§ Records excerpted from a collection
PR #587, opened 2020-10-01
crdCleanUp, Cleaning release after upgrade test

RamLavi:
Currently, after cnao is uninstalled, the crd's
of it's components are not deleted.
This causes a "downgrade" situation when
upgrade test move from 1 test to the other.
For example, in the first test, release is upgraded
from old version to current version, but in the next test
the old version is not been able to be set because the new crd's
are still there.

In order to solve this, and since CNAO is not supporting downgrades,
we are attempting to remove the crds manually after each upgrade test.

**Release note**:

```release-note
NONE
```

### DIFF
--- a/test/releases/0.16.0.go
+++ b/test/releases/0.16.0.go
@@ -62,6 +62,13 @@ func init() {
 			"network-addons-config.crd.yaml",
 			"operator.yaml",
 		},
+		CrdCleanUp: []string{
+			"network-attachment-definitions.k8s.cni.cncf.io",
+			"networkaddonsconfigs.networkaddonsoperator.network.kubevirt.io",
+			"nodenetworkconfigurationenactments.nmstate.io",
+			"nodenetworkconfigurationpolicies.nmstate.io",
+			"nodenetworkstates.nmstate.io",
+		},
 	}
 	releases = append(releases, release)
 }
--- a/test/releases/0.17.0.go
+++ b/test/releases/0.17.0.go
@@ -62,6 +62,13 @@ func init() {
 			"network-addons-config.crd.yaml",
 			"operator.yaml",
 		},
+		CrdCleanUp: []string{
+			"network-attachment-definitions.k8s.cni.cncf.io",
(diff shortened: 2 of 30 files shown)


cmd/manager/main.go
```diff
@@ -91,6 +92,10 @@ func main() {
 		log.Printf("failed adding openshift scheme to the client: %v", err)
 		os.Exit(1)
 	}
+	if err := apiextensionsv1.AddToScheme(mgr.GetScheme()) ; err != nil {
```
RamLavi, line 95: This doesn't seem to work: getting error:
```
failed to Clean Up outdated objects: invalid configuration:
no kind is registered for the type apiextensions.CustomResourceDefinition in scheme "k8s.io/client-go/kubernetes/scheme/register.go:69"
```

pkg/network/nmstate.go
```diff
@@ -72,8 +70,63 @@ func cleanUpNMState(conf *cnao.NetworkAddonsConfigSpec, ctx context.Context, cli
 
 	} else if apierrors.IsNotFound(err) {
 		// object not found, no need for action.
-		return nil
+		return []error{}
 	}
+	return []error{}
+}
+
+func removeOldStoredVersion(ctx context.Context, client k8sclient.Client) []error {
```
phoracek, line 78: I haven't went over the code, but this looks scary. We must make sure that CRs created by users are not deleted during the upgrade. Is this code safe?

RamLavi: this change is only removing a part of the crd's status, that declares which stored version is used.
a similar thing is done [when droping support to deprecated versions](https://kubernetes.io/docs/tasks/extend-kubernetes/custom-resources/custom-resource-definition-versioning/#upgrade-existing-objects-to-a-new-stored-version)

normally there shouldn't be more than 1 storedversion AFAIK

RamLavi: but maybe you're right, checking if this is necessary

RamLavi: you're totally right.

§ INSTRUCTIONS FOR THE TASK
Nothing but a number should be given: the count of lines above that hold "context".

§ THE COMPLETED TASK
2